Instructions to follow:
Print the records again, character for character.
Available data Block Start
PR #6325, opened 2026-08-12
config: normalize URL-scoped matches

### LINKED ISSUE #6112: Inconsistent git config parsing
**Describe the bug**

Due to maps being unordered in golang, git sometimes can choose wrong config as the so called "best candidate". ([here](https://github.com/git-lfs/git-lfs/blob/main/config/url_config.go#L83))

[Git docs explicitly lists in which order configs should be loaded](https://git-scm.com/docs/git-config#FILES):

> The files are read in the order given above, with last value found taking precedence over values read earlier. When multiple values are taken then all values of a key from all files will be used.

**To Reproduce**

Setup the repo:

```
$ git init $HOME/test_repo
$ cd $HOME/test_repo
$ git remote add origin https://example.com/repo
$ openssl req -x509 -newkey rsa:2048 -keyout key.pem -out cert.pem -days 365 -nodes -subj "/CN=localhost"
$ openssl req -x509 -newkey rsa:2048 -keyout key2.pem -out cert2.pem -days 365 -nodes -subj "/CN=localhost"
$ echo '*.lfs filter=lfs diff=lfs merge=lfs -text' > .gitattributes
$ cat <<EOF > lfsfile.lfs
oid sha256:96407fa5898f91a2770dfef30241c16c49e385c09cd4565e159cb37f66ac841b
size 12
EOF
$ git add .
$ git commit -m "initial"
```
Available data Block End
Task answer:
PR #6325, opened 2026-08-12
config: normalize URL-scoped matches

### LINKED ISSUE #6112: Inconsistent git config parsing
**Describe the bug**

Due to maps being unordered in golang, git sometimes can choose wrong config as the so called "best candidate". ([here](https://github.com/git-lfs/git-lfs/blob/main/config/url_config.go#L83))

[Git docs explicitly lists in which order configs should be loaded](https://git-scm.com/docs/git-config#FILES):

> The files are read in the order given above, with last value found taking precedence over values read earlier. When multiple values are taken then all values of a key from all files will be used.

**To Reproduce**

Setup the repo:

```
$ git init $HOME/test_repo
$ cd $HOME/test_repo
$ git remote add origin https://example.com/repo
$ openssl req -x509 -newkey rsa:2048 -keyout key.pem -out cert.pem -days 365 -nodes -subj "/CN=localhost"
$ openssl req -x509 -newkey rsa:2048 -keyout key2.pem -out cert2.pem -days 365 -nodes -subj "/CN=localhost"
$ echo '*.lfs filter=lfs diff=lfs merge=lfs -text' > .gitattributes
$ cat <<EOF > lfsfile.lfs
oid sha256:96407fa5898f91a2770dfef30241c16c49e385c09cd4565e159cb37f66ac841b
size 12
EOF
$ git add .
$ git commit -m "initial"
```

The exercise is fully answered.